• What you have to do: The entries below are to be copied exactly, with nothing left out.

[Recorded information — start]

PR #780, opened 2024-08-06
Bed 4538

stephanieslamb:
## Description

Updated the existing GET ListSavedQueries endpoint to return public, shared and owned queries.  Added a query param, scope, which can return only public, shared or owned queries as well as any combination of scope types.  

## Motivation and Context

This PR addresses: BED-4538

This ticket is part of the on going initiative to improve saved queries.  

## How Has This Been Tested?

This has been tested via curl commands(see screenshots below) as well as unit tested. 

## Screenshots (optional):

Owned saved queries
Screenshot 2024-08-06 at 4 59 26 PM

Shared and public queries
Screenshot 2024-08-06 at 4 59 39 PM

## Types of changes

## Checklist:

  - Assigned myself to this PR
  - Open API docs


cmd/api/src/api/v2/saved_queries.go
```diff
@@ -89,9 +97,46 @@ func (s Resources) ListSavedQueries(response http.ResponseWriter, request *http.
...
+				case "public":
+					scopedQueries, err = s.DB.GetPublicSavedQueries(request.Context())
+					scopedCount = len(scopedQueries)
+				case "shared":
+					scopedQueries, err = s.DB.GetSharedSavedQueries(request.Context(), user.ID)
+					scopedCount = len(scopedQueries)
+				case "owned":
+					scopedQueries, scopedCount, err = s.DB.ListSavedQueries(request.Context(), user.ID, strings.Join(order, ", "), sqlFilter, skip, limit)
+				default:
+					api.WriteErrorResponse(request.Context(), api.BuildErrorResponse(http.StatusBadRequest, "invalid scope param", request), response)
```
superlinkx, line 123: Add return after to ensure we are closing the connection after error

cmd/api/src/api/v2/saved_queries.go
```diff
@@ -75,12 +78,17 @@ func (s Resources) ListSavedQueries(response http.ResponseWriter, request *http.
...
 					}
-
 					queryFilters[name][i].IsStringData = savedQueries.IsString(filter.Name)
 				}
 			}
 		}
 
+		// needed to remove scope query param since we currently
+		// dont support query params that arent filterable
+		maps.DeleteFunc(queryFilters, func(s string, filters model.QueryParameterFilters) bool {
```
superlinkx, line 88: Move logic to ParseQueryParamFilter function as a carveout, like we do with pagination. This keeps our special logic in one place even if it's similarly hacky.

cmd/api/src/api/v2/saved_queries_test.go
```diff
@@ -262,6 +263,321 @@ func TestResources_ListSavedQueries(t *testing.T) {
...
+	mockDB.EXPECT().ListSavedQueries(gomock.Any(), userId, gomock.Any(), gomock.Any(), 1, 10).Return(model.SavedQueries{
+		{
+			UserID:      userId.String(),
+			Name:        "myQuery",
+			Query:       "Match(n) return n;",
+			Description: "Public query description",
+		},
+	}, 1, nil)
+
+	if req, err := http.NewRequestWithContext(createContextWithOwnerId(userId), "GET", endpoint, nil); err != nil {
```
superlinkx, line 287: If we change these to:

```go
req, err := http.NewRequestWithContext(createContextWithOwnerId(userId), "GET", endpoint, nil)
require.Nil(t, err)

q := url.Values{}
...
```

We can avoid indenting logic flows and better see what points are required to run the test

cmd/api/src/api/v2/saved_queries_test.go
```diff
@@ -262,6 +263,321 @@ func TestResources_ListSavedQueries(t *testing.T) {
...
+
+		req.Header.Set(headers.ContentType.String(), mediatypes.ApplicationJson.String())
+		req.URL.RawQuery = q.Encode()
+
+		router := mux.NewRouter()
+		router.HandleFunc(endpoint, resources.ListSavedQueries).Methods("GET")
+
+		response := httptest.NewRecorder()
+		router.ServeHTTP(response, req)
+		require.Equal(t, http.StatusOK, response.Code)
```
superlinkx, line 305: I always recommend using assert for your actual test criteria, as they will not fatally stop the test. In this case, the test has no logic after a single assert, but in the future there may be additional test cases or possible cleanup logic and changing these to asserts will help out the future engineer working on the test.

superlinkx (changes requested):

superlinkx:
Test changes aren't required, they're complete nits. The other two include a nice to have and a requirement to ensure we don't try to send more than one API response back. Once that's fixed, I'm happy to approve these changes as they're otherwise perfect!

[Recorded information — finish]

• Exercise output:
PR #780, opened 2024-08-06
Bed 4538

stephanieslamb:
## Description

Updated the existing GET ListSavedQueries endpoint to return public, shared and owned queries.  Added a query param, scope, which can return only public, shared or owned queries as well as any combination of scope types.  

## Motivation and Context

This PR addresses: BED-4538

This ticket is part of the on going initiative to improve saved queries.  

## How Has This Been Tested?

This has been tested via curl commands(see screenshots below) as well as unit tested. 

## Screenshots (optional):

Owned saved queries
Screenshot 2024-08-06 at 4 59 26 PM

Shared and public queries
Screenshot 2024-08-06 at 4 59 39 PM

## Types of changes

## Checklist:

  - Assigned myself to this PR
  - Open API docs


cmd/api/src/api/v2/saved_queries.go
```diff
@@ -89,9 +97,46 @@ func (s Resources) ListSavedQueries(response http.ResponseWriter, request *http.
...
+				case "public":
+					scopedQueries, err = s.DB.GetPublicSavedQueries(request.Context())
+					scopedCount = len(scopedQueries)
+				case "shared":
+					scopedQueries, err = s.DB.GetSharedSavedQueries(request.Context(), user.ID)
+					scopedCount = len(scopedQueries)
+				case "owned":
+					scopedQueries, scopedCount, err = s.DB.ListSavedQueries(request.Context(), user.ID, strings.Join(order, ", "), sqlFilter, skip, limit)
+				default:
+					api.WriteErrorResponse(request.Context(), api.BuildErrorResponse(http.StatusBadRequest, "invalid scope param", request), response)
```
superlinkx, line 123: Add return after to ensure we are closing the connection after error

cmd/api/src/api/v2/saved_queries.go
```diff
@@ -75,12 +78,17 @@ func (s Resources) ListSavedQueries(response http.ResponseWriter, request *http.
...
 					}
-
 					queryFilters[name][i].IsStringData = savedQueries.IsString(filter.Name)
 				}
 			}
 		}
 
+		// needed to remove scope query param since we currently
+		// dont support query params that arent filterable
+		maps.DeleteFunc(queryFilters, func(s string, filters model.QueryParameterFilters) bool {
```
superlinkx, line 88: Move logic to ParseQueryParamFilter function as a carveout, like we do with pagination. This keeps our special logic in one place even if it's similarly hacky.

cmd/api/src/api/v2/saved_queries_test.go
```diff
@@ -262,6 +263,321 @@ func TestResources_ListSavedQueries(t *testing.T) {
...
+	mockDB.EXPECT().ListSavedQueries(gomock.Any(), userId, gomock.Any(), gomock.Any(), 1, 10).Return(model.SavedQueries{
+		{
+			UserID:      userId.String(),
+			Name:        "myQuery",
+			Query:       "Match(n) return n;",
+			Description: "Public query description",
+		},
+	}, 1, nil)
+
+	if req, err := http.NewRequestWithContext(createContextWithOwnerId(userId), "GET", endpoint, nil); err != nil {
```
superlinkx, line 287: If we change these to:

```go
req, err := http.NewRequestWithContext(createContextWithOwnerId(userId), "GET", endpoint, nil)
require.Nil(t, err)

q := url.Values{}
...
```

We can avoid indenting logic flows and better see what points are required to run the test

cmd/api/src/api/v2/saved_queries_test.go
```diff
@@ -262,6 +263,321 @@ func TestResources_ListSavedQueries(t *testing.T) {
...
+
+		req.Header.Set(headers.ContentType.String(), mediatypes.ApplicationJson.String())
+		req.URL.RawQuery = q.Encode()
+
+		router := mux.NewRouter()
+		router.HandleFunc(endpoint, resources.ListSavedQueries).Methods("GET")
+
+		response := httptest.NewRecorder()
+		router.ServeHTTP(response, req)
+		require.Equal(t, http.StatusOK, response.Code)
```
superlinkx, line 305: I always recommend using assert for your actual test criteria, as they will not fatally stop the test. In this case, the test has no logic after a single assert, but in the future there may be additional test cases or possible cleanup logic and changing these to asserts will help out the future engineer working on the test.

superlinkx (changes requested):

superlinkx:
Test changes aren't required, they're complete nits. The other two include a nice to have and a requirement to ensure we don't try to send more than one API response back. Once that's fixed, I'm happy to approve these changes as they're otherwise perfect!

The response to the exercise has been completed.